Jefferies told investors that the way the Federal Reserve balances priorities in 2027 - whether it focuses on sustaining aggregate demand or on demand streams that are highly sensitive to interest rates - will largely determine which chemical companies outperform. The firm said market prices already reflect a scenario of higher rates persisting for an extended period, a development that could weigh on any near-term recovery in durable-goods consumption.

In its scenario work, Jefferies split potential winners into two sets depending on the Fed's emphasis. Under a sustained higher-for-longer rate environment, the firm lists LIN, CTVA, IFF and KWR as buy-rated names. Alternatively, if policy developments support a stronger home-equity wealth effect - which would disproportionately lift demand that flows through housing-related activity - Jefferies favors CE, HUN, EMN, MEOH, CBT, DCI and AVNT as buys.

Balance-sheet dynamics remain a central theme. Jefferies highlights that the rise in corporate borrowing costs since 2022 continues to filter into earnings as companies work through debt restructurings. For roughly half of the chemical names the firm covers, refinancing existing maturities at prevailing rates would impose a cash-cost headwind equivalent to more than 1% of EBITDA.

On valuation, the firm used discounted cash flow (DCF) benchmarks to estimate appropriate next-twelve-month price-to-earnings multiples across subsegments. For what the firm calls "ruler" stocks - presumably more stable, cash-generative businesses - DCF assumptions support about a 19.0x NTM EPS multiple at current rates. That projection assumes 5%-6% net income growth plus an incremental 300-500 basis points of upside from share buybacks and merger-and-acquisition activity.

For cyclical specialty chemicals, Jefferies sees a fair multiple near 16x NTM EPS on current assumptions, slipping to roughly 11x if a recession becomes likely within a two-to-three year horizon. Commodity chemical peers would normally trade in an 11x-12x band, but that could compress to about 4x-5x under the same near-term recession scenario.

Using a regression model calibrated to data spanning the 1980s through the 2000s, the firm derives a sector-level warranted next-twelve-month P/E of about 14x-15x. That stands below the sector's then-current multiple of 18.4x. Jefferies also estimated a warranted relative multiple versus the S&P 500 of roughly 95%-100%, with the exact figure sensitive to oil-price assumptions.
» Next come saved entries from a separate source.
PR #29, opened 2016-08-22
Validate Miniconda download with checksum

jakirkham:
This picks a particular version of Miniconda to install (still the most recent one available) and installs it. Also, it verifies that its checksum matches what we expect it too. Not that we have any reason to think these wouldn't match. Still it is good practice to be using checksums to verify things that we have downloaded.

We need to pick a particular Miniconda version so that we can be sure about the checksum we are getting. If we were downloading latest, the checksum would change when there is a new Miniconda release. This shouldn't be a problem when we download a specific version.

In the future, we will need to explicitly update our Miniconda installs to new versions as needed. However, in practice, we may not need to do this very often as we upgrade everything in the Docker build anyways. Plus, we are switching over to conda-forge packages for nearly everything that would come included.

### DIFF
--- a/linux-anvil/Dockerfile
+++ b/linux-anvil/Dockerfile
@@ -48,8 +48,10 @@ RUN curl -s -L -O https://github.com/krallin/tini/releases/download/v0.10.0/tini
     mv tini /usr/local/bin
 
 # Install the latest Miniconda with Python 3 and update everything.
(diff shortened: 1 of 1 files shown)


jakirkham:
As this is a harmless change that improves the quality of our image and it has been sitting for awhile without much response, went ahead with it. Hope that is ok. Feel free to share thoughts if you have any.

PR #32, opened 2016-08-22
Drop system `gcc` (have devtoolset already)

jakirkham:
This proposes we drop the system `gcc`. As we already include the devtoolset compiler, there is really no need for this other compiler to also be installed. After all the system `gcc` is not even used. Dropping the system `gcc` would result in a ~5% size reduction in the final image. Have tested some simple C and C++ programs to verify this doesn't have any effect.


jakirkham:
As this is a harmless change that improves the quality of our image and it has been sitting for awhile without much response, went ahead with it. Hope that is ok. Feel free to share thoughts if you have any.

PR #41, opened 2016-10-05
Install Xvfb

jschueller:
Could be needed to run gui tests:
https://github.com/conda-forge/staged-recipes/pull/1684

### DIFF
--- a/linux-anvil/Dockerfile
+++ b/linux-anvil/Dockerfile
@@ -21,6 +21,7 @@ RUN yum update -y && \
                    sudo \
                    tar \
                    which \
+                   xorg-x11-server-Xvfb \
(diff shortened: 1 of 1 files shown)


jakirkham:
Why not just use `yum_requirements.txt`?

jakirkham:
Please see this [recipe]( https://github.com/conda-forge/qtconsole-feedstock/tree/421859b54e7ead2c2193971aefda86c8e55dbc57/recipe ) as an example.

jschueller:
I did not know that.

jakirkham:
No worries. FWIW I'm not saying this shouldn't be here. Just saying that if there is something not here that would be the thing to try first.

PR #42, opened 2016-10-31
Fix Miniconda download

jakirkham:
Fixes the download URL for Miniconda as has been done for Travis and AppVeyor.

xref: https://github.com/conda-forge/conda-smithy/pull/347
xref: https://github.com/conda-forge/conda-smithy/pull/348


jakirkham:
The Docker image is not affected like the other CIs as we use a fixed version of the Miniconda installer. Still as this does work and is the right way to do it. Going to go ahead and switch to `https`. Shouldn't have any other effect on the end result.

Issue #3028, opened 2020-06-23
Individual teacher schedules and printables teacher schedules are different


willgearty:
The individual teacher schedules show unscheduled classes whereas the printables version does not.

Encountered by @kkbrum on dev3.

PR #3237, opened 2021-03-08
Unify individual and program printable teacher schedules

willgearty:
This changes the individual teacher schedule printable (usually accessed from the userview page) to only show scheduled classes like the teacher schedules program printable.

Fixes https://github.com/learning-unlimited/ESP-Website/issues/3028.


kkbrum (approved):
Awesome!

Issue #3108, opened 2020-09-11
Floating resources included in scheduling checks


willgearty:
From @kkbrum while testing #3100 on dev3:

> Looks like floating resources are being included in the “mismatched rooms and meeting times” box, so if a class has floating resources assigned to it, it has extra resource events listed and is claimed to be a mismatch
> The same problem occurs for the “classes not completely scheduled or with gaps”

PR #3238, opened 2021-03-09
Fix scheduling checks affected by floating resources

willgearty:
This fixes the "Mismatched rooms and meeting times" and "Classes not completely scheduled or with gaps" scheduling checks that were broken when sections had been assigned floating resources (e.g. through the teacher check-in module). Now we only look at the classroom assignments, instead of all resource assignments, to determine if there are mismatches or the classes are not completely scheduled.

Fixes https://github.com/learning-unlimited/ESP-Website/issues/3108.


kkbrum (approved):
Brilliant!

The brokerage quantified the sensitivity of earnings and valuations to interest-rate moves. Each 100 basis point rise in borrowing costs, Jefferies estimates, would trim EPS for most chemical companies by roughly 1%-3%. That same 100 basis point shock would lower DCF-based valuation multiples by about 5% on average, or by roughly 8% for companies whose net debt exceeds 3x EBITDA.

Intraday price moves noted alongside the report included IFF down 1.27%, EMN up 0.54%, KWR up 0.6%, DCI up 0.81%, AVNT up 0.14%, CBT up 2.1%, CE up 0.6%, HUN up 2.96%, LIN unchanged at 0.00%, and CTVA up 2.17%.


Context for industrials and markets - Jefferies' analysis ties together policy risk, balance-sheet mechanics, and demand-channel exposure. The conclusions speak directly to sectors that feed into or rely on chemical production - including durable goods manufacturing and construction-related markets reliant on housing wealth effects - and to capital markets where debt refinancing and multiple expansion or compression will play out.

Risks

  • Higher-for-longer interest rates could delay a recovery in durable-goods demand, negatively affecting manufacturers and related supply chains.
  • Refinancing risk - at current rate levels, many chemical companies face meaningful EBITDA headwinds when rolling debt, which could strain cash flow and capital allocation across industrial sectors.
  • Recession risk would materially compress valuation multiples across chemical subsegments, with cyclical and commodity names most exposed to deep multiple contraction.